● **Task item**
In the records below, begin at the line containing "2. Go to Settings" and end at the line containing "### Actual behavior"; quote every line in that span exactly, including both boundary lines, and no others.

'''

PR #2384, opened 2019-09-03
refactor(api): prefer async/await in session routes

philbooth:
Related to #2305.

@mozilla/fxa-devs r?

### DIFF
--- a/packages/fxa-auth-server/lib/routes/session.js
+++ b/packages/fxa-auth-server/lib/routes/session.js
@@ -55,37 +55,28 @@ module.exports = function(
       },
       handler: async function(request) {
         log.begin('Session.destroy', request);
+
         let sessionToken = request.auth.credentials;
-        const uid = request.auth.credentials.uid;
+        const { uid } = sessionToken;
 
-        return P.resolve()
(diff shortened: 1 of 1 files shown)


packages/fxa-auth-server/lib/routes/session.js
```diff
@@ -325,81 +285,75 @@ module.exports = function(
...
-              origSessionToken.tokenVerificationCode.length / 2
-            );
-            newVerificationState.tokenVerificationCodeExpiresAt = 0;
-          }
-          return P.props(newVerificationState);
+        // Copy verification state of the token, but generate
+        // independent verification codes.
+        let newVerificationState = {};
+        if (origSessionToken.tokenVerificationId) {
+          newVerificationState.tokenVerificationId = random.hex(
```
bbangert: I assume these return promises? That's why there's `P.props` below? If so, why not await them here and avoid the `P.props` entirely?

philbooth: Yep. Just for efficiency I think, so they're awaited concurrently.

PR #4081, opened 2020-02-07
fix(auth-server): use tags for paths/method

bbangert:
Because:

* We can't bracket on metric name, only tags.

This commit:

* Uses tags for path/method/status code so that we can select all
  and then filter results as desired by path/method.

### DIFF
--- a/packages/fxa-auth-server/lib/server.js
+++ b/packages/fxa-auth-server/lib/server.js
@@ -411,7 +411,6 @@ function defineLazyGetter(object, key, getter) {
  *    https://github.com/mac-/hapi-statsd/blob/master/lib/hapi-statsd.js
  */
 function metricFactory(statsdClient) {
-  const template = '{path}.{method}.{statusCode}';
   const pathSeparator = '_';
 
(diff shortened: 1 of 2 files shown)


packages/fxa-auth-server/lib/server.js
```diff
@@ -439,14 +438,11 @@ function metricFactory(statsdClient) {
...
-      .replace('{method}', request.method.toUpperCase())
-      .replace('{statusCode}', statusCode);
-
-    statName = statName.indexOf('.') === 0 ? statName.substr(1) : statName;
-    statsdClient.increment(statName);
-    statsdClient.timing(statName, Date.now() - startDate.getTime());
+    statsdClient.timing('url_request', Date.now() - startDate.getTime(), 1, {
+      path: normalizePath(path),
+      method: request.method.toUpperCase(),
+      statusCode,
```
sciurus:
```suggestion
      status_code: statusCode,
```

bbangert: Is this a influxdb specific thing?

PR #4083, opened 2020-02-08
test(subscription routes) - add tests for direct stripe integration

### LINKED ISSUE #3809: Implement direct Stripe API calls

### LINKED ISSUE #4073: Finish Architecture 2.0 tests
Let's finish the tests that came out of FXA-866

┆Issue is synchronized with this [Jira Task](https://jira.mozilla.com/browse/FXA-1046)
┆Issue Number: FXA-1046

jackiemunroe:
- add tests for direct stripe integration for subscription routes
- refactor changes to make testing easier

issue #3809
issue #4073


packages/fxa-auth-server/test/mocks.js
```diff
@@ -779,3 +780,13 @@ function mockVerificationReminders(data = {}) {
     ),
   };
 }
+
+function mockStripeHelper(methods) {
+  //const StripeHelper = require('../lib/payments/stripe').StripeHelper;
+  //const log = module.exports.mockLog();
+  //const config = {
+  //  subhub: {plansCacheTtlSeconds: 1000}
+  //};
```
LZoog: Missed comments?

packages/fxa-auth-server/lib/payments/stripe.js
```diff
@@ -157,6 +159,44 @@ class StripeHelper {
...
+   *
+   * @param {string} uid
+   * @param {string} email
+   * @param {string} displayName
+   * @param {string} paymentToken
+   *
+   * @returns {Promise<Customer>}
+   */
+  async createCustomer(uid, email, displayName, paymentToken) {
+    const customer = await this.stripe.customers.create({
```
lmorchard: Tiny nit: not doing any exception handling here, so could just return the result of the `create` call directly without an `await`. Same with `updateCustomerPaymentMethod` below. (Doesn't hurt anything to leave as-is, though.)

packages/fxa-auth-server/lib/routes/subscriptions.js
```diff
@@ -203,20 +139,132 @@ class DirectStripeRoutes {
...
+        paymentToken
+      );
+    } catch (err) {
+      if (err.type === 'StripeCardError') {
+        throw error.rejectedSubscriptionPaymentToken(err.message, err);
+      }
+      throw err;
+    }
+
+    const subscription = await this.stripeHelper.createSubscription(
```
lmorchard: Might be good to move the `createSubscription` call into the try/catch along with `createCustomer`? I still have a strong suspicion that this `StripeCardError` will come up from either of these spots

packages/fxa-auth-server/lib/routes/subscriptions.js
```diff
@@ -203,20 +139,132 @@ class DirectStripeRoutes {
...
+      const invoice = /** @type {Invoice} */ (subscription.latest_invoice);
+      if (invoice.status === 'open') {
+        await this.handleOpenInvoice(invoice);
+        return subscription;
+      } else if (invoice.status === 'paid') {
+        throw error.subscriptionAlreadyExists();
+      }
+    }
+
+    subscription = await this.stripeHelper.createSubscription(
```
lmorchard: Same thing here for catching StripeCardErrors. Then again, @bbangert had mentioned wrapping the entire route in an error handler, so that might be a smarter approach.

packages/fxa-auth-server/test/mocks.js
jackiemunroe: Oh, all of those are me working on tests mocking. This is a piecemeal pr, trying to break things down into smaller hunks 😓

packages/fxa-auth-server/lib/payments/stripe.js
jackiemunroe: I was thinking about doing that. The reason it is as it currently appears: I wanted to be able to set a breakpoint at the return so I could check the value.

packages/fxa-auth-server/lib/routes/subscriptions.js
jackiemunroe: I was in debate over this very thing: to put it all in the `try/catch` or not

PR #4100, opened 2020-02-11
fix(show-password): Fix a11y issue in Android Talkback and fix general mobile bug

### LINKED ISSUE #3991: [a11y] Show password is read, but cannot be accessed when creating an account
## Steps to reproduce
1. Turn Talkback or Voice Assistant on.
2. Go to Settings - Turn on Sync and create a new account.
3. Fill in a valid email account, a valid password and then repeat the password.
4. Tap on the "Show password" icon.

### Expected behavior
The "Show password" icon is read and double-tapping on it is accessed and the user can see the password filled.

### Actual behavior
The "Show password" icon is read even if it isn't highlighted, but double-tapping on it does nothing. The password is not displayed, the user cannot see it.

### Device information
* Android device: Samsung Galaxy Tab S3 (Android 8)
* Fenix version: Beta 3.1.0-beta 3

Untitled

┆Issue is synchronized with this [Jira Bug](https://jira.mozilla.com/browse/FXA-988)
┆Issue Number: FXA-988

LZoog:
fixes #3991 

TLDR; Android Talkback requires visible content in input labels for them to be interacted with. This PR moves the background-image into the label (via `img`) and fixes a mobile bug double toggling (separate commits).

---

This was a doozy to debug and find the right solution for - 

For Android TalkBack (in Firefox, not Chrome) to allow interaction with input labels, the label apparently must have content. In all other scenarios that I tested, simply having the `text-indent` moves the text “Show Password” off screen left the label in place, but when TalkBack is enabled, the label is moved off-screen as well.

Instead of a text indent, I tried various things such as making the text transparent, adding non-breaking whitespaces and padding, visibility and other font-size tricks, and none of these hacks worked.

Our options are to 1) expand the width of the input itself (currently `1px` wide to hide visually), lying it perfectly underneath the label at all breakpoints/ltr vs rtl languages + adding another listener/function to handle this specific case, or 2) ensure there is visible content in the label, matching the height/width of the toggle area.

I opted for the latter. I modified the SVG to take up the entire width/height, finessing the `viewBox` until it matched the previous “eye” size in mobile, and have `5px` padding around the image at the larger breakpoint to make the “eye” smaller, matching the style we had previously. Also added `pointer-events: none` so the user clicks through the image onto the label.

Tested across the board in desktop FF, Chrome, iOS, Android with/without Talkback. Mac VO appears to behave the same way but there doesn’t seem to be an option to test VO in Xcode. I’ll ask QA to verify this behaves as expected once it’s in.

*Also*, I removed the `touchstart` event. I noticed that when you attempt to quickly toggle in at least iOS, the “show password” toggle wasn’t working. You can see this on prod right now. This appears to be because `click` is fired after `touchstart` so it was quickly toggling on and then off.

I tried to match the eyes as best as I could to current:

image


packages/fxa-content-server/app/tests/spec/views/mixins/password-mixin.js
```diff
@@ -126,17 +126,6 @@ describe('views/mixins/password-mixin', function() {
         assert.equal(view.$('#password').attr('type'), 'password');
       });
 
-      it('works with touch events', () => {
```
LZoog: Mouse events are simulated in mobile devices but `touchstart` is fired first: https://developer.mozilla.org/en-US/docs/Web/API/Touch_events

This was causing the toggle to fire twice, I'm only see the password reveal for about 1/2 a second on prod. I could have also called `stopPropogation` if it's a `touchstart` event, that just feels unnecessary. `touchstart` should be used if there's functionality (like swiping) that can't be done in desktop.

PR #4108, opened 2020-02-12
fix(auth-server): handle stripe webhooks correctly

### LINKED ISSUE #4040: Stripe webhook needs to determine when subscription state has changed
Currently the stripe webhook invalidates our cache. However, we need to notify the event-broker via a service notification when a users subscription status changes from active to inactive and vice versa. To do this our webhook will need to examine the event to see what is changing so it can take the appropriate action.

We may need to handle the subscription events separately from customer.updated to accomplish this.

┆Issue is synchronized with this [Jira Task](https://jira.mozilla.com/browse/FXA-1027)
┆Issue Number: FXA-1027

bbangert:
Because:

* `customer.updated` does not include subscription information as we
  previously assumed.
* We were not sending out the SQS subscription state change event.

This commit:

* Handles `customer.subscription.(created/updated/deleted)` so that we
  properly emit subscription state changes and refresh the cached
  customer at the appropriate time.

Closes #4040

Co-authored-by: Lauren Zugai <lauren@zugai.com>

### DIFF
--- a/packages/fxa-auth-server/lib/routes/subscriptions.js
+++ b/packages/fxa-auth-server/lib/routes/subscriptions.js
@@ -16,6 +16,7 @@ const SUBSCRIPTIONS_MANAGEMENT_SCOPE =
 
 /** @typedef {import('hapi').Request} Request */
 /** @typedef {import('stripe').Stripe.Customer} Customer */
+/** @typedef {import('stripe').Stripe.Event} Event */
 /** @typedef {import('stripe').Stripe.Subscription} Subscription */
 /** @typedef {import('stripe').Stripe.Invoice} Invoice */
 /** @typedef {import('stripe').Stripe.PaymentIntent} PaymentIntent */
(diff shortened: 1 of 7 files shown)


packages/fxa-auth-server/lib/payments/stripe.js
```diff
@@ -323,7 +323,7 @@ class StripeHelper {
    */
   async refreshCachedCustomer(uid, email) {
     try {
-      return await this.customer(uid, email, true);
```
lmorchard: Removing the `await` here means that the try/catch never catches an exception. The unresolved failure bubbles to the caller. If that's intentional, we should remove the try/catch

bbangert: Woops! Fixed.

packages/fxa-auth-server/lib/routes/subscriptions.js
```diff
@@ -471,32 +472,163 @@ class DirectStripeRoutes {
...
+    }
+    await this.stripeHelper.refreshCachedCustomer(uid, email);
+    await this.profile.deleteCache(uid);
+    await this.sendSubscriptionStatusToSqs(
+      request,
+      uid,
+      event,
+      { id: sub.id, productId: /** @type {string} */ (sub.plan.product) },
+      true
+    );
```
lmorchard: Nit: Might be worth extracting this chunk as a method shared between the handlers? Seems like the same code for each, except for the logic in `handleSubscriptionUpdatedEvent` which could be an early return like here in this handler

bbangert: Sort of, the order is different so that some work can be avoided in the updated event handler, which means only the deleted also would benefit from that. But that might still be cleaner.

PR #4114, opened 2020-02-12
feat(auth-server): add stripe metric timings

### LINKED ISSUE #3862: Metric timings for stripe API calls
We currently have metrics on subhub timings, our direct stripe API calls should have similar metric timings so we can break-down latency issues on our requests.

┆Issue is synchronized with this [Jira Task](https://jira.mozilla.com/browse/FXA-908)
┆Issue Number: FXA-908

bbangert:
Because:

* We want to know metrics on how long stripe calls take.

This commit:

* Add's a response handler to stripe to send out metric timings.

Closes #3862

### DIFF
--- a/packages/fxa-auth-server/lib/payments/stripe.js
+++ b/packages/fxa-auth-server/lib/payments/stripe.js
@@ -96,8 +96,9 @@ class StripeHelper {
    *
    * @param {object} log
    * @param {object} config
+   * @param {import('hot-shots').StatsD | undefined} statsd
    */
-  constructor(log, config) {
+  constructor(log, config, statsd) {
     this.log = log;
     this.cacheTtlSeconds =
       config.subhub.plansCacheTtlSeconds ||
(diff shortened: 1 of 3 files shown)


bbangert:
It's less than ideal to have no tests for this small fragment, and I did try constructing one. Except that it results in such an artificial situation that its not really testing that it works.

I did run this locally to verify:
```
fxa-auth-server.stripe_request:193|ms
fxa-auth-server.stripe_request:165|ms
fxa-auth-server.stripe_request:95|ms
```

Stripe types also help ensure that the response property access is valid.

packages/fxa-auth-server/lib/payments/stripe.js
```diff
@@ -119,9 +120,15 @@ class StripeHelper {
     this.stripe = new stripe(config.subscriptions.stripeApiKey, {
       apiVersion: '2019-12-03',
       maxNetworkRetries: 3,
-      typescript: undefined,
+      typescript: true,
```
vbudhram: Is this change related?

bbangert: Oops, removing.

bbangert:
Updated the commit for the right issue.

PR #4141, opened 2020-02-13
fix(auth-server): use cached customer only

bbangert:
Because:

* Routes that hit Stripe should be minimized to when we know the user
  is a customer.

This commit:

* Uses only the Redis copy of stripe data in more routes that we could
  accidentally hit in settings pages for all FxA users.


bbangert:
They're still pending for this portion.

PR #4158, opened 2020-02-14
fix(auth-server): don't delete the stripe customer

bbangert:
Because:

* SubHub will handle deleting the customer and cleanup.

This commit:

* Updates the metadata attribute subhub is watching for.


bbangert:
This route has tests that are coming in @jackiemunroe 's upcoming test PR's.

bbangert:
Ack, my bad, that would not be in those tests as this is in the account route. I'll file another issue to add a test to this to ensure I don't forget it.

PR #4168, opened 2020-02-15
test(fxa stripeHelper): add tests

jackiemunroe:
increased code coverage for payments/stripe.js
added Arch 2.0 code coverage and test runner to launch.json

issue #4073

### DIFF
--- a/packages/fxa-auth-server/.vscode/launch.json
+++ b/packages/fxa-auth-server/.vscode/launch.json
@@ -82,6 +82,26 @@
       },
       "preLaunchTask": "Stop PM2 Auth Server",
       "postDebugTask": "Start PM2 Auth Server"
-    }
+    },
+    {
+      "type": "node",
+      "request": "launch",
+      "name": "Arch 2.0 with Coverage",
+      "program": "${workspaceFolder}/node_modules/nyc/bin/nyc.js",
+      "args": [
+        "--reporter=lcov",
+        "${workspaceFolder}/node_modules/mocha/bin/_mocha",
+        "--timeout",
+        "999999",
+        "--colors",
+        "${workspaceFolder}/test/local/payments/stripe.js",
+        "${workspaceFolder}/test/local/routes/subscriptions.js"
+      ],
+      "env": { "NODE_ENV": "dev" },
+      "console": "integratedTerminal",
+      "internalConsoleOptions": "neverOpen",
+      "runtimeVersion": "12.14.0",
+      "protocol": "inspector"
+    },
   ]
 }
--- a/packages/fxa-auth-server/test/local/payments/stripe.js
+++ b/packages/fxa-auth-server/test/local/payments/stripe.js
@@ -8,6 +8,7 @@ const sinon = require('sinon');
 const { assert } = require('chai');
 const { mockLog } = require('../../mocks');
 const error = require('../../../lib/error');
+const stripeError = require('stripe').Stripe.errors;
 
 let mockRedis;
 const proxyquire = require('proxyquire').noPreserveCache();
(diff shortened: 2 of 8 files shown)


packages/fxa-auth-server/test/local/payments/stripe.js
```diff
@@ -243,6 +389,57 @@ describe('StripeHelper', () => {
...
       );
     });
+
+    it('returns void if no customers are found', async () => {
+      const listResponse = {
+        autoPagingToArray: sinon.fake.resolves([]),
+      };
+      sandbox.stub(stripeHelper.stripe.customers, 'list').returns(listResponse);
+
+      assert.isEmpty(stripeHelper.fetchCustomer('user123', 'test@example.com'));
```
bbangert: `await` the `fetchCustomer` result?

packages/fxa-auth-server/test/local/payments/stripe.js
```diff
@@ -375,6 +584,60 @@ describe('StripeHelper', () => {
...
+        assert.isNotEmpty(result);
+        assert(
+          log.error.calledOnceWith(
+            'subhub.cachedResult.getCachedResponse.failed'
+          )
+        );
+      });
+
+      it('logs error with undefined refreshFunction (cacheOnly = true)', async () => {
+        mockRedis.get.restore();
```
bbangert: These could go into a `beforeEach` for the parent `describe`.

packages/fxa-auth-server/.vscode/launch.json
```diff
@@ -82,6 +82,26 @@
       },
       "preLaunchTask": "Stop PM2 Auth Server",
       "postDebugTask": "Start PM2 Auth Server"
-    }
+    },
+    {
+      "type": "node",
+      "request": "launch",
+      "name": "Arch 2.0 with Coverage",
```
bbangert: Nice!

packages/fxa-auth-server/test/local/payments/stripe.js
```diff
@@ -123,53 +127,123 @@ describe('StripeHelper', () => {
...
+      it('thows an unknownSubscriptionPlan error', async () => {
+        return stripeHelper
+          .verifyPlanUpgradeForSubscription('plan_F4G9jB3x5i6Dpj', 'plan_bad')
+          .then(
+            () => Promise.reject(new Error('Method expected to reject')),
+            err => {
+              assert.equal(err.errno, error.ERRNO.UNKNOWN_SUBSCRIPTION_PLAN);
+            }
+          );
+      });
```
bbangert: Was this approach easier to reason about then doing something like:
```javascript
try {
    await stripeHelper.verifyPlanUpgradeForSubscription('plan_F4G9jB3x5i6Dpj', 'plan_bad');
    assert.fail('Method expected to reject');
} catch (err) {
    assert.equal(err.errno, error.ERRNO.UNKNOWN_SUBSCRIPTION_PLAN);
}
```

packages/fxa-auth-server/test/local/payments/stripe.js
```diff
@@ -243,6 +389,57 @@ describe('StripeHelper', () => {
...
+
+        const result = await stripeHelper.fetchCustomer(
+          'testuid',
+          customer.email
+        );
+
+        assert.isFalse(result.subscriptions.has_more);
+        assert(
+          result.subscriptions.data.length === 2,
+          'both subscriptions should be loaded'
```
bbangert: `assert.strictEqual` is usually more useful in these cases since it'll output the actual value, while the `assert` message is less useful as it doesn't output the actual value.

packages/fxa-auth-server/test/local/payments/stripe.js
jackiemunroe: I just saw it done both ways in the code base, and it just made more sense to me because the structure clearly shows both of the possible outcomes.

jackiemunroe:
@bbangert I made updates based on your comments, would you mind reviewing when you get a chance? :)

PR #4172, opened 2020-02-15
Update .nvmrc to use Node v12

jodyheavener:
Smol change.

If you try to `npm install` with a v10 of Node it can't proceed, per `_scripts/check.sh`:

```bash
➜  fxa git:(master) npm install

> fxa@2.0.0 postinstall /Documents/Repositories/fxa
> _scripts/install_all.sh

+ '[' '' '!=' true ']'
+ _scripts/install_packages.sh
+ _scripts/check.sh
++ node -v
++ cut -f 1 -d .
++ cut -f 2 -d v
+ node_version=10
+ '[' 10 -ne 12 ']'
+ echo 'install node 12 to continue installation'
install node 12 to continue installation
+ echo http://nodejs.org/
http://nodejs.org/
+ exit 1
```


LZoog:
Thanks @jodyheavener!

PR #4180, opened 2020-02-18
fix(metrics): add Amplitude events for /pair on content server

### LINKED ISSUE #4103: Add a `pairing` option for the `connect_device_flow` amplitude user property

'''

● **Exercise response**
2. Go to Settings - Turn on Sync and create a new account.
3. Fill in a valid email account, a valid password and then repeat the password.
4. Tap on the "Show password" icon.

### Expected behavior
The "Show password" icon is read and double-tapping on it is accessed and the user can see the password filled.

### Actual behavior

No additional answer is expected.